[PROVIDED DATA — start]
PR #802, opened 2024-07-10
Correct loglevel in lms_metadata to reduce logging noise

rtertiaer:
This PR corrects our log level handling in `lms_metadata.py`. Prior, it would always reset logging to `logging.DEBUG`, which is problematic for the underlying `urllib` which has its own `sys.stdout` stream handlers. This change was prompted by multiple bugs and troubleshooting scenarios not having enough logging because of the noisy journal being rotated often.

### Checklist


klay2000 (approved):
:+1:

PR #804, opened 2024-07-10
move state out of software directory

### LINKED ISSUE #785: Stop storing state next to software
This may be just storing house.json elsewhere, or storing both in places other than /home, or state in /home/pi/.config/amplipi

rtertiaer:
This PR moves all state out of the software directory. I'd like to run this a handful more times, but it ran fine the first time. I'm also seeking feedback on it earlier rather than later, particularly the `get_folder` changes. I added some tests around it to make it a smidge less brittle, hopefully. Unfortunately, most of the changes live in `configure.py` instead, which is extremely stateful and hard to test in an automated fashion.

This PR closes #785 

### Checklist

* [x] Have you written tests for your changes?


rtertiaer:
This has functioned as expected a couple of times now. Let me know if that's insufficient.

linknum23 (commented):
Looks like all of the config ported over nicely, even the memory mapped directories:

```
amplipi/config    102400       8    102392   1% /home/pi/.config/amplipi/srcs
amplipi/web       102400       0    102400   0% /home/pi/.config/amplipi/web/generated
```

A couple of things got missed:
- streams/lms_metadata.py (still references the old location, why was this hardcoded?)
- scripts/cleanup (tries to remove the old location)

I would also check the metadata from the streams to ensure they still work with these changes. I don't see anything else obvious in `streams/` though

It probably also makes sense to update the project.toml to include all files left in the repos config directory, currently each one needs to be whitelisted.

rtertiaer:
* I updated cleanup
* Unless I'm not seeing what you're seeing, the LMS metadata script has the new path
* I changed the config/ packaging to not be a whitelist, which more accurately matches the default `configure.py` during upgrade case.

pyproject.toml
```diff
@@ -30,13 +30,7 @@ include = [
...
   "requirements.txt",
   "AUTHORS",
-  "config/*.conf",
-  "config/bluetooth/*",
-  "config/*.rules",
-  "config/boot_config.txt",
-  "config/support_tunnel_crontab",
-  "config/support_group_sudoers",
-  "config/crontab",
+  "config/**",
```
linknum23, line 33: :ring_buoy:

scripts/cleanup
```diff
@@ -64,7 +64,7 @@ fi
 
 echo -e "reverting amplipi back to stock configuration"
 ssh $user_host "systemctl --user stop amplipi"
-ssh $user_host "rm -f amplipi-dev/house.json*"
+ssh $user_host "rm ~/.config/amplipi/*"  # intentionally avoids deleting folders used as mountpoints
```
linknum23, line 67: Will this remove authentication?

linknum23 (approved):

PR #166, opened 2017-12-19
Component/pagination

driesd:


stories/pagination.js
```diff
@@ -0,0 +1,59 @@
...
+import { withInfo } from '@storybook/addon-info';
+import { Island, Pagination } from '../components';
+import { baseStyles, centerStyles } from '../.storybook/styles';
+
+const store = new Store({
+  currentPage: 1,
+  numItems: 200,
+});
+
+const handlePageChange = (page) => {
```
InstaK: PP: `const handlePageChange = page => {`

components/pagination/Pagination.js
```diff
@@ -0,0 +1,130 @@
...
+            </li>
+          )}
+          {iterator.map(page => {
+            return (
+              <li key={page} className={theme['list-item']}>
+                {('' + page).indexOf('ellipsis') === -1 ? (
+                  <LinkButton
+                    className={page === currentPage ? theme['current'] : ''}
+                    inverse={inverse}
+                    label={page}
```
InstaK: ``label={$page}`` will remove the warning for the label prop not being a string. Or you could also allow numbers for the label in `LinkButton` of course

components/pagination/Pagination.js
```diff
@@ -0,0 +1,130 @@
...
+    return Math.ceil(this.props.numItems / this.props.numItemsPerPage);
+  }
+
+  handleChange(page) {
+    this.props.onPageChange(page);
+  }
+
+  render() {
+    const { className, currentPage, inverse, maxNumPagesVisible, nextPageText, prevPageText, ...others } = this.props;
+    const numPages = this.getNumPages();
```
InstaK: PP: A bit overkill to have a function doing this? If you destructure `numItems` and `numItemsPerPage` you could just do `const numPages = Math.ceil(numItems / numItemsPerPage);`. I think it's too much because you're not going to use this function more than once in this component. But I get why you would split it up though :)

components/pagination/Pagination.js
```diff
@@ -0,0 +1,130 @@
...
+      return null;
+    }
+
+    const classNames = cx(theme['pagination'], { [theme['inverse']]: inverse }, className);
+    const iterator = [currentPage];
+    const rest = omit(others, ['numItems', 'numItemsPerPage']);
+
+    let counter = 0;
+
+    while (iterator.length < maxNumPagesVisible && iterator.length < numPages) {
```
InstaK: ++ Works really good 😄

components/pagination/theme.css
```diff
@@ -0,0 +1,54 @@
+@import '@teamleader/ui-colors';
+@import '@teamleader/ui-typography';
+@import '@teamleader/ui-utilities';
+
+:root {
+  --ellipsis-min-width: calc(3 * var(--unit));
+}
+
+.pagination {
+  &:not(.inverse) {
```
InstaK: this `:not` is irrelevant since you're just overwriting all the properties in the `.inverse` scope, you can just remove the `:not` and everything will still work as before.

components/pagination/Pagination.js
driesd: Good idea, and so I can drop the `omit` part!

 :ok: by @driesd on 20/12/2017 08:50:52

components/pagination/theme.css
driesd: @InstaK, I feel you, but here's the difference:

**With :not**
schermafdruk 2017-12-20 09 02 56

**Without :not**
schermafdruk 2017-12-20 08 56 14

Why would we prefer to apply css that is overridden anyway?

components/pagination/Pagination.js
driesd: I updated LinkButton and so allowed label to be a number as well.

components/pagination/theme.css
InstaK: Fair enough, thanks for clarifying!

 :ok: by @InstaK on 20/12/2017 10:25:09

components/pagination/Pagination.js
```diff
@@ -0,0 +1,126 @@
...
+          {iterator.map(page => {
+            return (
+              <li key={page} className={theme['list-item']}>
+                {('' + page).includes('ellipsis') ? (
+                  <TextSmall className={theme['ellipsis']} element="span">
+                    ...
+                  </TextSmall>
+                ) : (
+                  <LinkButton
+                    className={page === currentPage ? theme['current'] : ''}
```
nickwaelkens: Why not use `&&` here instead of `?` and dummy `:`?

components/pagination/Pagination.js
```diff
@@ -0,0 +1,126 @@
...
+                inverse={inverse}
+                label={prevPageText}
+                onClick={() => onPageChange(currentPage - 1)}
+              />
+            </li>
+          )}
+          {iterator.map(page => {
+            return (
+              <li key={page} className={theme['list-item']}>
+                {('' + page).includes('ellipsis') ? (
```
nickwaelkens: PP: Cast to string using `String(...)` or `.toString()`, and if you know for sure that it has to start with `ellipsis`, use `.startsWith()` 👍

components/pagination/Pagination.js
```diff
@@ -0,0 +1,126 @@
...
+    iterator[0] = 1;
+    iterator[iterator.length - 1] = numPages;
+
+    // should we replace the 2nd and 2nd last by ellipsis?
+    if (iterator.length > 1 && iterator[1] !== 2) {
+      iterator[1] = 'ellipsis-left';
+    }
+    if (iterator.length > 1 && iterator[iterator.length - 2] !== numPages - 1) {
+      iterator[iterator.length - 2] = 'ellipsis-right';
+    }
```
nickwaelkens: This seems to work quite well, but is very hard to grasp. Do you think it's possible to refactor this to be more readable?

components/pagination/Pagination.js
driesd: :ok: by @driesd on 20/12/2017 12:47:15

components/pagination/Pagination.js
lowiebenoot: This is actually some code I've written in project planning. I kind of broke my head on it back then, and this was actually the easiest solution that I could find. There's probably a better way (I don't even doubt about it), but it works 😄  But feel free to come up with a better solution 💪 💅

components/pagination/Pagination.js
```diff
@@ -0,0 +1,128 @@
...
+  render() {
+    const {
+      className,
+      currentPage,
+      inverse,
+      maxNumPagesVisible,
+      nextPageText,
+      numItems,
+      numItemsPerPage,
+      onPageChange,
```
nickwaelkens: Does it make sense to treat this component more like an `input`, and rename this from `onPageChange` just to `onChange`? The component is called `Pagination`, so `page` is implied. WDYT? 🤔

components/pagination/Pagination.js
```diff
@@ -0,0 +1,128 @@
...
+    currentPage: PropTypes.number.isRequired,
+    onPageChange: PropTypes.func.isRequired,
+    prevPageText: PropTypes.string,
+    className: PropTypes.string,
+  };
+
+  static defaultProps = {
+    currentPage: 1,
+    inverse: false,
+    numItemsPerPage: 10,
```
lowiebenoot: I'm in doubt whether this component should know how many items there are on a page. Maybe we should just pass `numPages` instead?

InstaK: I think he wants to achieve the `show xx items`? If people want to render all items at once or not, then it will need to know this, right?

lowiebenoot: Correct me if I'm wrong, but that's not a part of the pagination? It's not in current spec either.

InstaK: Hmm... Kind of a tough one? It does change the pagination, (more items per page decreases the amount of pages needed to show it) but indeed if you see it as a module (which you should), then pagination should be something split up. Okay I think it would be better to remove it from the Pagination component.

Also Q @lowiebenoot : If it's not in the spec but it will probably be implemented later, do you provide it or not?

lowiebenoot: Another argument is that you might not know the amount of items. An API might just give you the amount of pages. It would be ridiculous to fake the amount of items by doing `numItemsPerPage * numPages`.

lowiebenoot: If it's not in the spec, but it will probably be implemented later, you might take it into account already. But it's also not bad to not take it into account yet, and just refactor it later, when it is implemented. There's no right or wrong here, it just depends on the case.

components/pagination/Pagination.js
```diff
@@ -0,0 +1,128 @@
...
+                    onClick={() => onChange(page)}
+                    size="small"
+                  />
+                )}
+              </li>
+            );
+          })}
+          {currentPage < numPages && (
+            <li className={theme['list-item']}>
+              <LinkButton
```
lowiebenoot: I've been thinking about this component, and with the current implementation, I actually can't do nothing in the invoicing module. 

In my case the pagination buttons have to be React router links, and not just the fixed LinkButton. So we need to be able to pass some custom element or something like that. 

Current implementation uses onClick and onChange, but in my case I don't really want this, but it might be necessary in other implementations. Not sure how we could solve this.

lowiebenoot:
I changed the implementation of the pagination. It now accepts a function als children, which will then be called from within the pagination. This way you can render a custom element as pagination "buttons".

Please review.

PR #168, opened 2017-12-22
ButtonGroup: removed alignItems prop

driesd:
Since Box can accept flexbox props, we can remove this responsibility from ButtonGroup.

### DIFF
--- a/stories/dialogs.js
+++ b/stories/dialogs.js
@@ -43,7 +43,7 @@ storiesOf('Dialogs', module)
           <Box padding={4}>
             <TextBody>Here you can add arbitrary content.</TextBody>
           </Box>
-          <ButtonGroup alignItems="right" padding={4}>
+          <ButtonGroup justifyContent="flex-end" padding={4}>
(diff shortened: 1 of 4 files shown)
[PROVIDED DATA — finish]
» DIRECTIONS FOR THIS TASK: Check each line above for the string "instead" and show the ones that have it.

» ANSWER BOX:
This PR moves all state out of the software directory. I'd like to run this a handful more times, but it ran fine the first time. I'm also seeking feedback on it earlier rather than later, particularly the `get_folder` changes. I added some tests around it to make it a smidge less brittle, hopefully. Unfortunately, most of the changes live in `configure.py` instead, which is extremely stateful and hard to test in an automated fashion.
nickwaelkens: Why not use `&&` here instead of `?` and dummy `:`?
lowiebenoot: I'm in doubt whether this component should know how many items there are on a page. Maybe we should just pass `numPages` instead?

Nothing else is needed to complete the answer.